[INSTRUCTIONS FOR THE TASK] The required output is the whole listing below, unchanged.

[MATERIAL SHOWN]

PR #555, opened 2021-07-26
ARC-413 readable logs

rachellerathbone:
Minor update to the logger so that logs are human-readable when locally but still print in JSON format for all Micros envs.

### DIFF
--- a/src/config/logger.ts
+++ b/src/config/logger.ts
@@ -2,8 +2,12 @@ import Logger, {levelFromName} from 'bunyan';
 import bformat from 'bunyan-format';
 import filteringStream from '../util/filteringStream'
 
+// For any Micros env we want the logs to be in JSON format.
+// Otherwise, if local development, we want human readable logs.
+const outputMode = process.env.MICROS_ENV ? 'json' : 'short';
+
 // add levelInString to include DEBUG | ERROR | INFO | WARN
-const formatOut = filteringStream(bformat({outputMode: 'bunyan', levelInString: true}));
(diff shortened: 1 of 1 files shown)


src/config/logger.ts
```diff
@@ -2,8 +2,12 @@ import Logger, {levelFromName} from 'bunyan';
 import bformat from 'bunyan-format';
 import filteringStream from '../util/filteringStream'
 
+// For any Micros env we want the logs to be in JSON format.
+// Otherwise, if local development, we want human readable logs.
+const outputMode = process.env.MICROS_ENV ? 'json' : 'short';
+
 // add levelInString to include DEBUG | ERROR | INFO | WARN
-const formatOut = filteringStream(bformat({outputMode: 'bunyan', levelInString: true}));
+const formatOut = filteringStream(bformat({ outputMode, levelInString: true }));
```
KAbakumovAtl, line 10: I wonder what's the difference between 'json'  and 'bunyan' here? Did you test it in micros?

KAbakumovAtl:
That's a great idea! Happy with the change as long as logs have the same format in Splunk

src/config/logger.ts
mboudreau: Looking at the code for bunyan-format, they're the same except for `json` which has indentation (multiple line) vs bunyan which is all one line.  Literally `JSON.stringify(log)` vs `JSON.stringify(log, null, 2)`.

mboudreau (approved):
yay!

PR #558, opened 2021-07-28
ARC-416 Display connected state of orgs

rachellerathbone:
Updated the connect an org page to reflect the different states of orgs: connected, connecting, not connected. 

https://user-images.githubusercontent.com/37155488/127426746-414344c1-54ce-4dbd-8ee9-c6bbff81f639.mov

This is an **intermediary step.** The final implementation after we rewite the frontend in React will be to add a link to the 'Manage Jira Subscriptions' page from a dropdown on the GitHub config page (currently accessible by the pencil editing icon on the connect an org page) and to hide connected/connecting orgs from the connect an org page.


src/frontend/app.ts
```diff
@@ -102,20 +102,36 @@ export default (octokitApp: App): Express => {
...
 	hbs.registerHelper(
 		"ifAllReposSynced",
 		(numberOfSyncedRepos, totalNumberOfRepos) =>
 			numberOfSyncedRepos === totalNumberOfRepos
 				? totalNumberOfRepos
 				: `${numberOfSyncedRepos} / ${totalNumberOfRepos}`
 	);
+
+	hbs.registerHelper("repoAccessType", (repository_selection) =>
+		repository_selection === "all" ? "All repos" : "Only select repos"
```
atrigueiro, line 117: Do we mean only `selected` repos here?

rachellerathbone: This is from Pat's design spec:

Screen Shot 2021-07-30 at 1 09 38 pm

which correlates with the terminology used by GH in the app settings:

Screen Shot 2021-07-30 at 1 11 05 pm

atrigueiro: I think this terminology is a bit confusing but it makes sense to be the same as GH.

atrigueiro (dismissed):

mboudreau (approved):

atrigueiro (approved):

PR #560, opened 2021-07-28
Update organization permission

s-anupam:
This PR updates the organization permissions for the app mentioned in contributing guide.

To install organization accounts on Jira, the app needs Read-only permission to **Members** under **Organization permissions**. It is required to check if the user installing the app is an admin of the organization or not.

The app in marketplace already takes this permission while installation.
Installing Jira on org account


mboudreau:
This change is already present in https://github.com/atlassian/github-for-jira/blob/micros/CONTRIBUTING.md which is our migration branch until ownership is completely transferred :)

PR #562, opened 2021-07-29
ARC-418 Collapse STALLED sync state into FAILED

rachellerathbone:
According to Chris from GitHub, if a STALLED sync is the result of a 'temporary technical issue' our app will try and kick the sync off again from where it got stuck. Otherwise, the user needs to resubmit the sync. It's not clear to users whether their issue is temporary or not so, to minimise confusion, we have decided to remove the STALLED state and bucket it in with the FAILED state. 

If our app does pick up a STALLED sync and is able to continue the statuses will now go FAILED > IN PROGRESS > COMPLETE. If not, it will remain in the FAILED state. Right now, a user will need to manually retry the sync but, as we gather metrics, we will work on automating this process.

### DIFF
--- a/SUPPORT.md
+++ b/SUPPORT.md
@@ -1,6 +1,6 @@
 # Questions? Need help? You've come to the right place
 
-This file will help you troubleshoot the common issues that can occur with the GitHub for Jira integration. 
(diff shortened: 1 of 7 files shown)


atrigueiro (approved):

mboudreau (approved):
Nice.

[ANSWER SECTION]
PR #555, opened 2021-07-26
ARC-413 readable logs

rachellerathbone:
Minor update to the logger so that logs are human-readable when locally but still print in JSON format for all Micros envs.

### DIFF
--- a/src/config/logger.ts
+++ b/src/config/logger.ts
@@ -2,8 +2,12 @@ import Logger, {levelFromName} from 'bunyan';
 import bformat from 'bunyan-format';
 import filteringStream from '../util/filteringStream'
 
+// For any Micros env we want the logs to be in JSON format.
+// Otherwise, if local development, we want human readable logs.
+const outputMode = process.env.MICROS_ENV ? 'json' : 'short';
+
 // add levelInString to include DEBUG | ERROR | INFO | WARN
-const formatOut = filteringStream(bformat({outputMode: 'bunyan', levelInString: true}));
(diff shortened: 1 of 1 files shown)


src/config/logger.ts
```diff
@@ -2,8 +2,12 @@ import Logger, {levelFromName} from 'bunyan';
 import bformat from 'bunyan-format';
 import filteringStream from '../util/filteringStream'
 
+// For any Micros env we want the logs to be in JSON format.
+// Otherwise, if local development, we want human readable logs.
+const outputMode = process.env.MICROS_ENV ? 'json' : 'short';
+
 // add levelInString to include DEBUG | ERROR | INFO | WARN
-const formatOut = filteringStream(bformat({outputMode: 'bunyan', levelInString: true}));
+const formatOut = filteringStream(bformat({ outputMode, levelInString: true }));
```
KAbakumovAtl, line 10: I wonder what's the difference between 'json'  and 'bunyan' here? Did you test it in micros?

KAbakumovAtl:
That's a great idea! Happy with the change as long as logs have the same format in Splunk

src/config/logger.ts
mboudreau: Looking at the code for bunyan-format, they're the same except for `json` which has indentation (multiple line) vs bunyan which is all one line.  Literally `JSON.stringify(log)` vs `JSON.stringify(log, null, 2)`.

mboudreau (approved):
yay!

PR #558, opened 2021-07-28
ARC-416 Display connected state of orgs

rachellerathbone:
Updated the connect an org page to reflect the different states of orgs: connected, connecting, not connected. 

https://user-images.githubusercontent.com/37155488/127426746-414344c1-54ce-4dbd-8ee9-c6bbff81f639.mov

This is an **intermediary step.** The final implementation after we rewite the frontend in React will be to add a link to the 'Manage Jira Subscriptions' page from a dropdown on the GitHub config page (currently accessible by the pencil editing icon on the connect an org page) and to hide connected/connecting orgs from the connect an org page.


src/frontend/app.ts
```diff
@@ -102,20 +102,36 @@ export default (octokitApp: App): Express => {
...
 	hbs.registerHelper(
 		"ifAllReposSynced",
 		(numberOfSyncedRepos, totalNumberOfRepos) =>
 			numberOfSyncedRepos === totalNumberOfRepos
 				? totalNumberOfRepos
 				: `${numberOfSyncedRepos} / ${totalNumberOfRepos}`
 	);
+
+	hbs.registerHelper("repoAccessType", (repository_selection) =>
+		repository_selection === "all" ? "All repos" : "Only select repos"
```
atrigueiro, line 117: Do we mean only `selected` repos here?

rachellerathbone: This is from Pat's design spec:

Screen Shot 2021-07-30 at 1 09 38 pm

which correlates with the terminology used by GH in the app settings:

Screen Shot 2021-07-30 at 1 11 05 pm

atrigueiro: I think this terminology is a bit confusing but it makes sense to be the same as GH.

atrigueiro (dismissed):

mboudreau (approved):

atrigueiro (approved):

PR #560, opened 2021-07-28
Update organization permission

s-anupam:
This PR updates the organization permissions for the app mentioned in contributing guide.

To install organization accounts on Jira, the app needs Read-only permission to **Members** under **Organization permissions**. It is required to check if the user installing the app is an admin of the organization or not.

The app in marketplace already takes this permission while installation.
Installing Jira on org account


mboudreau:
This change is already present in https://github.com/atlassian/github-for-jira/blob/micros/CONTRIBUTING.md which is our migration branch until ownership is completely transferred :)

PR #562, opened 2021-07-29
ARC-418 Collapse STALLED sync state into FAILED

rachellerathbone:
According to Chris from GitHub, if a STALLED sync is the result of a 'temporary technical issue' our app will try and kick the sync off again from where it got stuck. Otherwise, the user needs to resubmit the sync. It's not clear to users whether their issue is temporary or not so, to minimise confusion, we have decided to remove the STALLED state and bucket it in with the FAILED state. 

If our app does pick up a STALLED sync and is able to continue the statuses will now go FAILED > IN PROGRESS > COMPLETE. If not, it will remain in the FAILED state. Right now, a user will need to manually retry the sync but, as we gather metrics, we will work on automating this process.

### DIFF
--- a/SUPPORT.md
+++ b/SUPPORT.md
@@ -1,6 +1,6 @@
 # Questions? Need help? You've come to the right place
 
-This file will help you troubleshoot the common issues that can occur with the GitHub for Jira integration. 
(diff shortened: 1 of 7 files shown)


atrigueiro (approved):

mboudreau (approved):
Nice.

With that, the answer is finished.